We have heard concerns that landlords might face uncertainty in pursuing possession claims if they do not realise that arrears are caused by an outstanding benefit payment. That is subsequently used as a defence in possession proceedings. Of course, we would strongly encourage tenants and landlords to communicate; it is clearly in the tenants’ interest to explain their situation before the case reaches court. I note too that there is an element of uncertainty in any possession case, and this requirement is not unusual in that regard.
I have heard the point that the noble Lord, Lord Carter, made about data access and I will take that back to the department. I hope he agrees that we are justified in our approach and that he will not move his amendment.
My Lords, the amendments before us, in particular Amendments 18 and 19, seek to preserve a workable and fair framework that supports both tenants and landlords. The current thresholds, allowing landlords to begin recovery proceedings after eight weeks or two months of arrears, have stood the test of time because they offer a sensible compromise.
Moreover, early intervention is often in the best interests of tenants themselves. Addressing arrears sooner rather than later can prevent problems escalating to the point where eviction becomes unavoidable—a consequence that benefits no one. Our goal must be to craft legislation that is fair and balanced, which ultimately safeguards the rights of renters while ensuring stability for landlords.

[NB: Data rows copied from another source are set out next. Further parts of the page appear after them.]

PR #122, opened 2017-09-09
Display page title on footer buttons (Issue #104)

### LINKED ISSUE #104: Put page title in/on/near next/prev buttons
The Next and Previous buttons at bottom of page would be more helpful if they told you what page was next.

mish24:
screenshot from 2017-09-09 08-05-20
Fixes #104 

@adammichaelwood  Done :)

### DIFF
--- a/_templates/footer.html
+++ b/_templates/footer.html
@@ -1,0 +1,51 @@
+<footer>
+  {% if (theme_prev_next_buttons_location == 'bottom' or theme_prev_next_buttons_location == 'both') and (next or prev) %}
+    <div class="rst-footer-buttons" role="navigation" aria-label="footer navigation">
+      {% if next %}
+        <a href="{{ next.link|e }}" class="btn btn-neutral float-right" title="{{ next.title|striptags|e }}" accesskey="n" rel="next">{{ next.title}} <span class="fa fa-arrow-circle-right"></span></a>
+      {% endif %}
+      {% if prev %}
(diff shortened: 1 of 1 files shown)


adammichaelwood:
This is GREAT!

Unfortunately, there's an unforeseen problem. I'm hoping you can fix it.

When the screen width is small (as on mobile), the buttons collide and then stack poorly.

screen shot 2017-09-09 at 7 43 08 am

I *think* the solution should be that when the screen is small enough they become stacked neatly on top of each other. They would need to be the same size then, and full width.  The Prev button should stack on top of the next button in that case. 

This requires some knowledge of responsive CSS.

If this is something you can do, please add it to the PR.

(Custom CSS is in `/_static/css/custom.css/`.
That file is kind of mess, so just append your changes to the bottom,
and comment above the code to explain what it is for.)

If this is not something you can do -- that's okay. We'll merge in this PR and file a new issue for this problem.

mish24:
@adammichaelwood I don't know much of front end, but I would surely like to do some research and work on this. If this is not too urgent to be fixed, I would like to continue working :)

adammichaelwood:
If you want to take some time to try to figure it out - by all means. This is not an urgent fix.

If you have trouble and can't get it in a day or two, we'll merge this and open the CSS thing as a new issue. We all have different skills, and what's hard for one person will be easy for someone else.

mish24:
@adammichaelwood You can merge this one. I tried to address this, but there are several new things like `@media` queries and CSS properties which I am unaware about. I will open a new issue for the making the footer responsive.

adammichaelwood:
Great. No worries, and thanks for your work.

Although it is imperative to safeguard tenants from unfair evictions, we must ensure that the protections do not inadvertently place landlords in an untenable position, thereby threatening the very housing supply we all seek. We will not put these amendments to a vote, but we think that Amendment 20, in the name of the noble Lord, Lord Carter of Haslemere, represents a very sensible improvement to this part of the Bill, and we will support him if he chooses to divide the House.